PR #4558, opened 2024-05-03
chore: add hydro analytics to storybook

joshblack:
Closes https://github.com/github/primer/issues/3269

Add support for hydro analytics to storybook in production deployments. This is only used to get page views of different URLs in storybook.

#### Changed

- Update storybook config to include hydro tags when deployed to production

### Rollout strategy

This is a change to our storybook

### Testing & Reviewing

- Verify that hydro events are being emitted in preview (temporarily enabled for this PR)

I'll make sure to remove support for page views in previews after we verify that it is wired up correctly 👍

### DIFF
--- a/packages/react/.storybook/main.js
+++ b/packages/react/.storybook/main.js
@@ -1,3 +1,7 @@
+'use strict'
+
+const {DEPLOY_ENV = 'development'} = process.env
+
 /**
  * @type {import('@storybook/core-common').StorybookConfig}
  */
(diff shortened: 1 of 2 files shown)


joshblack:
Verified analytics are being sent for the preview over in: https://github.slack.com/archives/C02NUUQ9C30/p1714755458846759?thread_ts=1714728330.477579&cid=C02NUUQ9C30

Updated it so that we now will only report in production and **not** previews 👍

◆ What you should do
Line by line, copy the data above exactly as it reads.

◆ Written response
PR #4558, opened 2024-05-03
chore: add hydro analytics to storybook

joshblack:
Closes https://github.com/github/primer/issues/3269

Add support for hydro analytics to storybook in production deployments. This is only used to get page views of different URLs in storybook.

#### Changed

- Update storybook config to include hydro tags when deployed to production

### Rollout strategy

This is a change to our storybook

### Testing & Reviewing

- Verify that hydro events are being emitted in preview (temporarily enabled for this PR)

I'll make sure to remove support for page views in previews after we verify that it is wired up correctly 👍

### DIFF
--- a/packages/react/.storybook/main.js
+++ b/packages/react/.storybook/main.js
@@ -1,3 +1,7 @@
+'use strict'
+
+const {DEPLOY_ENV = 'development'} = process.env
+
 /**
  * @type {import('@storybook/core-common').StorybookConfig}
  */
(diff shortened: 1 of 2 files shown)


joshblack:
Verified analytics are being sent for the preview over in: https://github.slack.com/archives/C02NUUQ9C30/p1714755458846759?thread_ts=1714728330.477579&cid=C02NUUQ9C30

Updated it so that we now will only report in production and **not** previews 👍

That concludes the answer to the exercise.